Haemolymph protein patterns during the spinning stage and metamorphosis of Rhynchosciara americana

An acrylamide gel electrophoretical analysis of the haemolymph proteins of R. americana was carried out at different stages of development. In mature larvae there are about 14 haemolymph protein fractions from which one stains heavily and two others faintly for lipoprotein, while three fractions stain for glycoprotein. The haemolymph protein fraction with Rm 0·25 decreases remarkably in mass during spinning, while the others decrease to a lesser extent. The protein fractions could be used in cocoon spinning since previous work suggests that haemolymph proteins are a major pool of cocoon protein precursors. The finding of a protein fraction in the salivary glands with an electrophoretical mobility similar to that of the haemolymph fraction with Rm 0·25 reinforces our hypothesis.     
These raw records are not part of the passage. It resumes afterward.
Issue #28968, opened 2020-09-17
EKS cluster is stuck when updating mismatched k8s version in both cluster and node group


aaronRancher:
**What kind of request is this (question/bug/enhancement/feature request):**
Bug

**Steps to reproduce (least amount of steps as possible):**
Import a k8s 1.15 EKS cluster with a k8s 1.15 node group
From EKS console side, upgrade cluster to 1.16
Wait for update/sync on Rancher side
From Rancher side, upgrade k8s 1.17 and upgrade node group to 1.16 in the same edit

**Result:**
Cluster is stuck in updating state:
![image](https://user-images.githubusercontent.com/57409052/93514046-90421e80-f8db-11ea-933e-026c1617a070.png)
User is unable to edit k8s version to correct this:
![Screen Shot 2020-09-17 at 11 47 50 AM](https://user-images.githubusercontent.com/57409052/93514093-a0f29480-f8db-11ea-9362-ee269955df69.png)

**Other details that may be helpful:**

**Environment information**
- Rancher version (`rancher/rancher`/`rancher/server` image tag or shown bottom left in the UI): `rancher\rancher:master-head` `version 53cf961`
- Installation option (single install/HA): HA

**Cluster information**
- Cluster type (Hosted/Infrastructure Provider/Custom/Imported): Imported

aaronRancher:
Deleting the cluster from Rancher and reimporting it will reset the k8s versions on edit.
Cluster is no longer stuck updating on reimport.

cbron:
@aaronRancher did the first upgrade finish completely ? Or was it still updating.

aaronRancher:
@cbron Neither upgrade completed. The cluster did not enter updating when viewed in EKS console. From the console side, the cluster had not changed at all.

sowmyav27:
A similar issue - **On master-head - commit id: `33f755f1`**

- Deploy a hosted EKS cluster - with k8s 1.15
- When the cluster comes up Active, Edit the k8s version from EKS console of the cluster to 1.16
- When the sync has finished to Rancher, the cluster in Rancher is now in 1.16 but the node groups are in 1.15 k8s version
- Edit cluster and change the k8s version to 1.17
- Error seen on the cluster
<img width="1453" alt="Screen Shot 2020-09-17 at 4 10 59 PM" src="https://user-images.githubusercontent.com/26032343/93537781-5421b480-f901-11ea-9658-43313388d89b.png">

- User is NOT able to come out of this state

[...]

PR #29029, opened 2020-09-20
Validate upgrades for EKS clusters

rmweir:
**Problem:**
EKS cluster version can be upgraded twice in a row without upgrading nodegroups. This is not valid in EKS. There is validation for this in the eks-operator but not stopping the user at the API level puts the cluster in a state that cannot be fixed through the UI.

**Solution:**
Add validation to the API that does not let the cluster upgrade unless all nodegroup versions are equal to the current kubernetes version.

**Issue:**
https://github.com/rancher/rancher/issues/28968

### DIFF
--- a/pkg/controllers/management/eks/eks_cluster_handler.go
+++ b/pkg/controllers/management/eks/eks_cluster_handler.go
@@ -277,13 +277,6 @@ func (e *eksOperatorController) onClusterChange(key string, cluster *mgmtv3.Clus
 			}
 		}
 
-		// check for unauthorized error
-		if failureMessage != "" {
-			if strings.Contains(failureMessage, "403") {
-				return e.setFalse(cluster, apimgmtv3.ClusterConditionUpdated, "cannot access EKS, check cloud credential")
-			}
-		}
-
 		cluster, err = e.recordAppliedSpec(cluster)
 		if err != nil {
 			return cluster, err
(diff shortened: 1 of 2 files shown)


aiyengar2 (approved):

dramich (changes requested):
`validateEKSConfig` needs to accept the `var clusterSpec v32.ClusterSpec` created at the top of the validator, this will stop the need for all the type conversions and the eating of type checks. The cluster is already put into a real ClusterSpec so all data is already available.

pkg/controllers/management/eks/eks_cluster_handler.go
```diff
@@ -302,6 +295,9 @@ func (e *eksOperatorController) onClusterChange(key string, cluster *mgmtv3.Clus
 			return e.setUnknown(cluster, apimgmtv3.ClusterConditionUpdated, "")
 		}
 		logrus.Infof("waiting for cluster EKS [%s] update failure to be resolved", cluster.Name)
+		if strings.Contains(failureMessage, "403") {
+			failureMessage = "cannot access EKS, check cloud credential"
```
dramich, line 299: Why does this drop the original message? a 403 is much more explicit to being an auth issue, saying `cannot access EKS` seems ambiguous and leans more towards a networking issue.

Issue #28863, opened 2020-09-11
Cluster goes into error state after deploying an app from a custom repo


sowmyav27:
**What kind of request is this (question/bug/enhancement/feature request):** bug

**Steps to reproduce (least amount of steps as possible):**

- Deploy a custom cluster - 5 nodes - 1 etcd, 1 control, 3 worker in a HA setup.
- In the dashboard deploy a repo - type `http` - `https://kubernetes-charts.storage.googleapis.com`
- In the Dashboard go to charts and deploy an app (Mysql) from this repo. Request sent to load the chart fails
```
Req URL: https://<rancher-server>/k8s/clusters/c-d8qd5/v1/catalog.cattle.io.clusterrepos/test-new?link=info&chartName=mysql&version=1.6.7
Request Method: GET
Status Code: 500
```
- Cluster will be in `Error` state - `Cluster health check failed: Failed to communicate with API server: Get "https://<>:6443/api/v1/namespaces/kube-system?timeout=45s": context deadline exceeded`

**Expected Result:**
Cluster should not throw an error

**Other details that may be helpful:**
Was able to see this issue on two different setups
In one of the setups the cluster recovers, but goes bad while trying to deploy the app from the repo again.

**Environment information**
- Rancher version (`rancher/rancher`/`rancher/server` image tag or shown bottom left in the UI): master-head - commit id: `6a6f13cec3`
- Installation option (single install/HA): HA

**Cluster information**
- Cluster type (Hosted/Infrastructure Provider/Custom/Imported): custom
- Kubernetes version (use `kubectl version`):

```
1.18.8
```

StrongMonkey:
Don't test it, need https://github.com/rancher/rancher/pull/29043 to go in.

sowmyav27:
**On master-head - commit id: `f1a410a97`**

- Deploy a custom cluster - 5 nodes - 1 etcd, 1 control, 3 worker in a HA setup.
- In the dashboard deploy a repo - type http - `https://kubernetes-charts.storage.googleapis.com`
- In the Dashboard go to charts and deploy an app (Mysql) from this repo, persistence set as false.
- App is deployed successfully.
- Cluster does NOT go into a bad state after the app is deployed or the custom repo is added.

PR #29030, opened 2020-09-20
Cache index repo file

StrongMonkey:


StrongMonkey:
https://github.com/rancher/rancher/issues/28863

pkg/catalogv2/content/content.go
```diff
@@ -76,6 +86,15 @@ func (c *Manager) Index(namespace, name string) (*repo.IndexFile, error) {
 		return nil, err
 	}
 
+	c.lock.RLock()
+	if cache, ok := c.IndexCache[fmt.Sprintf("%s/%s", r.status.IndexConfigMapNamespace, r.status.IndexConfigMapName)]; ok {
+		if bytes.Compare(cache.binaryData, cm.BinaryData["content"]) == 0 {
```
ibuildthecloud, line 91: Why don't you just keep the revision number of the config map. Faster comparison.

pkg/catalogv2/content/content.go
```diff
@@ -95,11 +114,18 @@ func (c *Manager) Index(namespace, name string) (*repo.IndexFile, error) {
...
+		index:      *index,
+		binaryData: cm.BinaryData["content"],
+	}
+	c.lock.Unlock()
+
 	return c.filterReleases(index), nil
 }
 
 func (c *Manager) filterReleases(index *repo.IndexFile) *repo.IndexFile {
-	index.SortEntries()
```
ibuildthecloud, line 102: Was this redundant? It's really important the data is sorted.

pkg/catalogv2/content/content.go
StrongMonkey: oh you are right

pkg/catalogv2/content/content.go
StrongMonkey: https://github.com/rancher/rancher/blob/417bdfd9874f8903c5d9923f78859fb1e313a098/pkg/controllers/dashboard/helm/repo.go#L180 you did sorting at here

Fine structure of the larval midgut of the fly Rhynchosciara and its physiological implications

The midgut of Rhynchosciara americana larvae consists of a cylindrical ventriculus from which protrudes two gastric caeca formed by polyhedral cells with microvilli covering their apical faces. The basal plasma membrane of these cells is infolded and displays associated mitochondria which are, nevertheless, more conspicuous in the apical cytoplasm. The anterior ventricular cells possess elaborate mitochondria-associated basal plasma membrane infoldings extending almost to the tips of the cells, and small microvilli disposed in the cell apexes. Distal posterior ventricular cells with long apical microvilli are grouped into major epithelial foldings forming multicellular crypts. In these cells the majority of the mitochondria are dispersed in the apical cytoplasm, minor amounts being associated with moderately-developed basal plasma membrane infoldings. The proximal posterior ventriculus represents a transition region between the anterior ventriculus and the distal posterior ventriculus. The resemblance between the gastric caeca and distal posterior ventricular cells is stressed by the finding that their microvilli preparations display similar alkaline phosphatase-specific activities. The results lend support to the proposal, based mainly on previous data on enzyme excretion rates, that the endo-ectoperitrophic circulation of digestive enzymes is a consequence of fluid fluxes caused by the transport of water into the first two thirds of midgut lumen, and its transference back to the haemolymph in the gastric caeca and in the distal posterior ventriculus.     

The physiological role of the peritrophic membrane and trehalase: Digestive enzymes in the midgut and excreta of starved larvae of Rhynchosciara

Amylase, cellulase, trehalase, aminopeptidase and trypsin were determined using the midgut and trehalose using the haemolymph of starved and of subsequently fed larvae of Rhynchosciara americana. Midgut trehalase activity decreases steadily during starvation and increases again on feeding, whereas haemolymph trehalose titres remain constant, suggesting that trehalase is a true digestive enzyme. The decrease in amylase, cellulase and trypsin activity in the midgut during starvation is of the same order as that recovered from the excreta. Since this finding is exactly what one would expect if enzyme production stops in response to starvation, this supports the hypothesis that synthesis that synthesis of these enzymes is controlled. The excretion rate of amylase, cellulase and trypsin is very low in comparison to their activity inside the peritrophic membrane and the travel time of the food bolus through the gut. It is proposed that the peritrophic membrane separates two extracellular sites for digestion as an adaptation to conserve secreted enzymes. This could be accomplished by the existence of an endo-ectoperitrophic circulation of the enzymes involved in the initial attack on the food and by restricting to the ectoperitrophic fluid the enzymes which participate only in intermediary digestion of food.